Ils expliquent, tout d’abord, que ce concept de pouvoir réglementaire local reste « encore flou pour beaucoup de praticiens du local »  et soulignent « la difficulté (...) réelle à déterminer précisément les règles nouvelles qui pourraient être définies au niveau territorial ». Alors même que « le pouvoir de fixer des normes générales et impersonnelles est au cœur de l’exercice des compétences des collectivités qui y recourent quasi quotidiennement sans avoir pleinement conscience de son usage ».  
Ils rappellent ainsi que cette prérogative couvre un champ très large : que ce soit la réglementation de l’usage d’un espace (avec le plan local d’urbanisme ou le règlement de voirie), la définition des modalités d’action de la collectivité (comme le règlement d’aides économiques), l’organisation d’un service public (comme le règlement d’assainissement) ou encore le fonctionnement interne (avec le règlement d’une assemblée). 
Un « paradoxe »  qui s’explique, selon eux, par « la difficulté des collectivités à appréhender comme un véritable pouvoir des prérogatives fortement encadrées au niveau national par la loi (...) et remises en cause par les interventions d’autorités normatives supra locales (l’État, au premier chef, mais aussi, le droit de l’Union européenne, les recommandations des autorités de régulation) ». Une difficulté qui tiendrait, « aussi et surtout, au fait que les collectivités raisonnent moins en termes de compétences, que de projets ». 
Et si « l’extension du pouvoir réglementaire local semble attendue par les représentants des collectivités territoriales au niveau national », observe l’IGA, elle constate également que « cette adhésion de principe est tempérée par une réelle difficulté des acteurs centraux comme locaux à identifier des leviers d’évolution ».  

Autonomie et différenciation élargies

Pour y remédier, les auteurs du rapport font une série de 13 recommandations pour conforter le pouvoir réglementaire local.
Ils plaident ainsi pour « un élargissement du pouvoir réglementaire local »  en renforçant « l’autonomie des collectivités »  (en desserrant le contrôle de l'État sur l'exercice de certaines compétences, par exemple) et en mettant en place une « plus grande différenciation territoriale »  (en ajoutant des dispositions liées au contexte local, en développant les expérimentations…).

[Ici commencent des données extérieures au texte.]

PR #2369, opened 2020-05-22
Added Google Analytics pageview tracking on route changes

### LINKED ISSUE #2368: Re-enable Google Analytics pageview tracking
Add pageview tracking to WISE. Currently, Google Analytics is only running on legacy/admin pages.

breity:
Any change in route will now generate a pageview on Google Analytics.

To test:
- Traffic from `localhost` is being filtered in GA, so testing locally won't work without modifying Analytics settings. To do so, remove the 'localhost' filter (Admin -> Filters for the 'wise.berkeley.edu' view).
- Navigate around the site and verify that pageviews are being recorded. This can be done by monitoring real-time traffic in GA (Realtime -> Overview).
- After testing, re-enable the localhost filter by adding a new filter with these settings:
Screen Shot 2020-05-22 at 9 55 14 AM

Closes #2368.

### DIFF
--- a/src/main/java/org/wise/portal/presentation/web/controllers/user/UserAPIController.java
+++ b/src/main/java/org/wise/portal/presentation/web/controllers/user/UserAPIController.java
@@ -126,6 +126,7 @@ public class UserAPIController {
     String contextPath = request.getContextPath();
     config.put("contextPath", contextPath);
     config.put("currentTime", System.currentTimeMillis());
+    config.put("googleAnalyticsId", appProperties.get("google_analytics_id"));
     config.put("googleClientId", googleClientId);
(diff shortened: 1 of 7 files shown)


breity:
@hirokiterashima and @geoffreykwan I updated to use application.properties. Tracking should only be enabled now if `google_analytics_id` is set.

I also set tracking to only work in production environments and removed the `localhost` filter in GA. To test locally, comment out the check for production in `app.component.ts`: https://github.com/WISE-Community/WISE/blob/7dc7dd4dcb5d0a646e802e4ded37368ceae8aa36/src/main/webapp/site/src/app/app.component.ts#L100.

PR #2377, opened 2020-05-27
Converted UtilService to Angular

hirokiterashima:
Run ```npm install``` to get the updates and test that everything works as before.

I was also able to move the util service unit tests to Angular 8. They now run as part of ```npm test```.

### DIFF
--- a/.travis.yml
+++ b/.travis.yml
@@ -12,7 +12,6 @@ script:
   - mvn test jacoco:report
   - npm install
   - npm test
-  - npm run test-site
 after_script:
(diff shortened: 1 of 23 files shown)


hirokiterashima:
Ah, I was too zealous with the conversion and tried to refactor makeCopyOfJSONObject method when I shouldn't have. Reverted the code, but also saw that the null-check in the original code was not necessary because ```angular.fromJson(angular.toJson(null))``` returns null anyway, so I removed the null-check.

PR #2379, opened 2020-05-28
Handle extra node exited event in export step visits

### LINKED ISSUE #2376: Handle extra node exited event in export step visits
### Description

The student VLE has been generating an extra nodeExited event when the student enters a step causing the Visit Duration value to be 0 when it shouldn't be. Make the step visits export compensate for this.

Also, show visits for steps that were deleted from the project.

geoffreykwan:
1. Make sure extra nodeExited events are ignored. You can look at the "Export Events" to view all the individual nodeEntered and nodeExited events to see when those occur and compare it with the "Export Step Visit Events".
1. Make sure step visits to deleted steps show up in the export
1. Make sure visits without an "Exit Time" now shows "(Unknown Exit Time)" and "(Unknown Visit Duration)"
1. Make sure the "Previous Node ID" is empty for the first visit for all workgroups in the run
1. Make sure workgroups that are empty do now show up in the export. Should we show the visits for empty workgroups?

Closes #2376

### DIFF
--- a/src/main/webapp/wise5/classroomMonitor/dataExport/exportVisits.html
+++ b/src/main/webapp/wise5/classroomMonitor/dataExport/exportVisits.html
@@ -73,12 +73,18 @@
                 </md-tooltip>
               </md-button>
             </div>
-           <div ng-repeat="(key, value) in exportVisitsController.nodes"
+            <div ng-repeat="(key, value) in exportVisitsController.nodes"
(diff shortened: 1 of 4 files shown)


hirokiterashima:
I think it's ok to omit empty workgroups because the students presumably went on to join other workgroups, which we have data for.

PR #2393, opened 2020-06-04
Upgraded to angular 9.1

### LINKED ISSUE #2305: Upgrade to Angular 9.1
Upgrade to 9.1 and take advantage of the new ivy compiler.

https://blog.angular.io/version-9-1-of-angular-now-available-typescript-3-8-faster-builds-and-more-eb292f989428

hirokiterashima:
This change upgrades Angular from 8 to 9.1 and by default uses ivy and AoT compiler for development.

**To test**
Run ```npm install``` to get the updates before testing. If you have compile issues, try completely deleting node_modules folder and running ```npm install```

Test both dev (```npm run build-dev```) and prod (```npm run build-prod```) builds and make sure that everything works as before.

@breity somehow I broke the tooltip background (in run settings dialog for creating and editing a run), and it no longer shows up. I couldn't fix it. According to an article, AngularMaterial was also updated in 9.1 (https://blog.angular.io/version-9-of-angular-now-available-project-ivy-has-arrived-23c97b63cfa3), which might have caused this change. Can you please take a look?
Screen Shot 2020-06-04 at 8 30 18 AM

Resolves #2305


hirokiterashima:
Thanks for catching the issues.

It looks like bug #1 was always there. I can see it in production. We can resolve it in a separate issue.

For the other bugs, they were related to instances where we had self-closing textarea elements, like ```<textarea />```. I fixed it by closing it like this ```<textarea></textarea>```

PR #2399, opened 2020-06-08
Upgraded [vle/cm/at]ProjectService to Angular

### LINKED ISSUE #2397: ProjectService: Upgrade from AngularJS -> Angular

See #2367 and #2389 for reference

hirokiterashima:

La mission préconise « d’accompagner cet élargissement d’un processus permettant d’en garantir l’effectivité ». Pour cela, elle propose de « rendre plus lisible l’articulation du pouvoir réglementaire des collectivités territoriales entre elles »  en « renforçant les chefs de filât en supprimant notamment l’arrêté préfectoral qui rend exécutoires les schémas régionaux »  et en ayant « plus largement recours à la notion d’autorités organisatrices qui s’accompagne du pouvoir réglementaire correspondant ». Elle suggère, en outre, de « renforcer certains pouvoirs de police en ouvrant, notamment, au président du conseil régional la possibilité de prendre des mesures, permettant de protéger le domaine de la région ».
Les auteurs du rapport recommandent, par ailleurs, de « mieux associer en amont les collectivités territoriales à l’adoption des textes les concernant et d’intégrer à l’analyse de l’étude d’impact le respect du principe de libre administration et de subsidiarité normative ». Ils souhaitent aussi voir « confier aux conférences territoriales d’action publique un rôle pour repérer les difficultés réglementaires rencontrées par les collectivités dans l'exercice de leurs compétences et de les faire remonter au Conseil national d’évaluation des normes (Cnen) ». 

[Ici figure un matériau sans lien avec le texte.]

PR #2430, opened 2020-06-29
Added support for responsive images in HeroSection components

### LINKED ISSUE #2429: Optimize loading hero images
HeroSection components only accept one image src. Support responsive images to optimize loading.

breity:
HeroSection components now support multiple background images for responsive, optimized loading.

To test, load homepage at different viewport widths and verify that different size background images are downloaded:
- Viewports under 600px wide should load `wise-students-hero-600w.webp`.
- 600px to 899px viewports should load `wise-students-hero-900w.webp`.
- 900px to 1199px viewports should load `wise-students-hero-1200w.webp`.
- 1200px and higher viewports should load `wise-students-hero.webp`.
- Test in a browser that doesn't support .webp files (Safari) and verify that corresponding .jpg images are loaded in the above conditions.

Closes #2429.


hirokiterashima:
On Chrome, every time I open or refresh the homepage, it seems to be retrieving wise-students-hero*.webp twice.
On Safari, .webp files are still requested, as well as the jpg files.
Firefox seems to work fine.

Can we get around these behaviors, or are they unavoidable?

breity:
> On Chrome, every time I open or refresh the homepage, it seems to be retrieving wise-students-hero*.webp twice.
> On Safari, .webp files are still requested, as well as the jpg files.
> Firefox seems to work fine.
> 
> Can we get around these behaviors, or are they unavoidable?

@hirokiterashima Yes, it's retrieving wise-students-hero*.webp twice because I use a hidden `<picture>` element which determines which image to use for the background-image. Once the image loads the first time, the background-image src will be set and the browser will request the file again. The file will generally be cached by the browser, though, so it really should be just 1 request in practice.

Not sure about Safari. Haven't tried this on a Mac. Looks like Safari 14 added support for .webp files (https://www.zdnet.com/article/safari-14-removes-flash-gets-support-for-breach-alerts-http3-and-webp/). Does Safari download both the .jpg and .webp file for you?

PR #2459, opened 2020-07-13
Upgraded StudentStatusService to Angular

### LINKED ISSUE #2458: StudentStatusService: Upgrade from AngularJS -> Angular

Le rapport souligne, enfin, « la nécessité de promouvoir une nouvelle approche normative plus souple et concertée ». Il propose ainsi de « renvoyer pour certains textes présentant des enjeux de différenciation locale, le pouvoir réglementaire d’exécution d’une loi au préfet », de « prévoir dans les lois et règlements davantage de dérogations selon des circonstances locales précises », d’« élargir le rescrit préfectoral aux projets », et « surtout d’associer davantage les collectivités à l’exercice du pouvoir réglementaire de l’Etat au niveau local ».

Télécharger le rapport.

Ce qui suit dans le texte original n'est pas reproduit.